Data records:
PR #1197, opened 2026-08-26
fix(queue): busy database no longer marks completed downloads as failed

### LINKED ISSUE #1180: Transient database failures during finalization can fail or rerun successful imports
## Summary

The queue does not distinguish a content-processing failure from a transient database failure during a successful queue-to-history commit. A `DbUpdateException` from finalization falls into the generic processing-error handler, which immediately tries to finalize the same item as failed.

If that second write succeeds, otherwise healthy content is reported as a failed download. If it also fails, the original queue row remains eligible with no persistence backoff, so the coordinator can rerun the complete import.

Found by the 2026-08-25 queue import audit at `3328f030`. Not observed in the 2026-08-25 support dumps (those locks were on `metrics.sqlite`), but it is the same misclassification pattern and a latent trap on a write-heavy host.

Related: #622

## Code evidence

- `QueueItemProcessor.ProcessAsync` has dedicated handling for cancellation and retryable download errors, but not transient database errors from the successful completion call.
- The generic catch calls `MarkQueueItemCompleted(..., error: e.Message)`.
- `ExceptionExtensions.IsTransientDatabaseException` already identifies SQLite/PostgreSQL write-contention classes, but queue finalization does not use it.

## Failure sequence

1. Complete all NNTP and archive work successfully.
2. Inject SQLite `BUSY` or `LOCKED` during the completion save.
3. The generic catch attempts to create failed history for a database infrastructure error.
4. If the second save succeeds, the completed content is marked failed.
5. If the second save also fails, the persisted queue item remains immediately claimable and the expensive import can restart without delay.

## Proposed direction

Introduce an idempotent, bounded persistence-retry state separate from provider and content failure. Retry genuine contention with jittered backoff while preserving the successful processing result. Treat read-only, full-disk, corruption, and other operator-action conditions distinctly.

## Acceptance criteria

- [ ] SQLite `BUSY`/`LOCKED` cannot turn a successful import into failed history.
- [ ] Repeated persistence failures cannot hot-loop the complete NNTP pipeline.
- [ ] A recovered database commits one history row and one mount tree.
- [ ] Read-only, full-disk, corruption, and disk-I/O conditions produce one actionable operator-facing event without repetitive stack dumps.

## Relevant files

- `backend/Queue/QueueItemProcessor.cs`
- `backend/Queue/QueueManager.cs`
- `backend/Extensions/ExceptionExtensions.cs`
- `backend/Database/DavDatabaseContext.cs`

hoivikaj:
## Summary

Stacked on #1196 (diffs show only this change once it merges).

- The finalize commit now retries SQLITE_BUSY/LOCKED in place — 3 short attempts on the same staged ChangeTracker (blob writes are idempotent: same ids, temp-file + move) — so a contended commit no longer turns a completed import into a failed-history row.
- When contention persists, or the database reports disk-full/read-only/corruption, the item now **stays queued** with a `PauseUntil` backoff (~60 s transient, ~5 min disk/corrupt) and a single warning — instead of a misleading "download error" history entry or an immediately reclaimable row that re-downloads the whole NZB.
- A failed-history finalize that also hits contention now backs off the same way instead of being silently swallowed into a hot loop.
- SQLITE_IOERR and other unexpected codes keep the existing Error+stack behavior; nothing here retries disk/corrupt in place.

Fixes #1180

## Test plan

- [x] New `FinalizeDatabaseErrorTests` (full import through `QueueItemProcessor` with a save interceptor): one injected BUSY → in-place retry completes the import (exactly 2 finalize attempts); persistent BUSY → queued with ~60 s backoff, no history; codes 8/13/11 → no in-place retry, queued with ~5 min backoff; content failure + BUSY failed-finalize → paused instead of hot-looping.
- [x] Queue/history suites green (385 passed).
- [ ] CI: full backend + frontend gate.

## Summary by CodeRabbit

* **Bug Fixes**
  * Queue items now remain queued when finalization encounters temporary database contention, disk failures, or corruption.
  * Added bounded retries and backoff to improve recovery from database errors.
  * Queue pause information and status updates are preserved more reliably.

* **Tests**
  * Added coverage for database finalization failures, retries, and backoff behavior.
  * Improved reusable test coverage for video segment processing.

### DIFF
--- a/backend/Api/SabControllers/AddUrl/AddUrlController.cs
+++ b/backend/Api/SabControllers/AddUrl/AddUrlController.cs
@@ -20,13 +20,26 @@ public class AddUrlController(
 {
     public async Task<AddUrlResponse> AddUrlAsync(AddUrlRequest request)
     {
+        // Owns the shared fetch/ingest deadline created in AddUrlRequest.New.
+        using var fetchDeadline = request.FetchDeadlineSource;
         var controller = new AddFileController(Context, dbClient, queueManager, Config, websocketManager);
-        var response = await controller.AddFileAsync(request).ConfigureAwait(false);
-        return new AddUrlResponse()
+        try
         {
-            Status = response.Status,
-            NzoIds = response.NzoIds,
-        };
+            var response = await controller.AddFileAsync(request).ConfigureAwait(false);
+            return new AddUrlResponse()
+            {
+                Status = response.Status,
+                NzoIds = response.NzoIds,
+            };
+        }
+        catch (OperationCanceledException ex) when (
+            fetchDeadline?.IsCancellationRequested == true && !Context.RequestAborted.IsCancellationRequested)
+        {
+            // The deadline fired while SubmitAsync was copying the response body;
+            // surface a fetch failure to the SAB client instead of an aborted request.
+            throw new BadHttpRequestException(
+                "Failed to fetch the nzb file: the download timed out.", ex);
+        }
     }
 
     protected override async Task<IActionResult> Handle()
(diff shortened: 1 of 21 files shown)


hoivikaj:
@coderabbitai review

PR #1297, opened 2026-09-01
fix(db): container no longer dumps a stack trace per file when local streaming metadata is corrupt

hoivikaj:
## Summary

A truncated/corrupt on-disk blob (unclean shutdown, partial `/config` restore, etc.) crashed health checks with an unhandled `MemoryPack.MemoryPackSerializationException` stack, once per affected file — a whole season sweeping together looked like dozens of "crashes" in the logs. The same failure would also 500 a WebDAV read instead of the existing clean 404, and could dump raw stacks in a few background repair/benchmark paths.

Work instructions: Among the lines above, which ones include the word "retries"? Copy them.

Response to this task:
- The finalize commit now retries SQLITE_BUSY/LOCKED in place — 3 short attempts on the same staged ChangeTracker (blob writes are idempotent: same ids, temp-file + move) — so a contended commit no longer turns a completed import into a failed-history row.
- SQLITE_IOERR and other unexpected codes keep the existing Error+stack behavior; nothing here retries disk/corrupt in place.
  * Added bounded retries and backoff to improve recovery from database errors.
  * Added coverage for database finalization failures, retries, and backoff behavior.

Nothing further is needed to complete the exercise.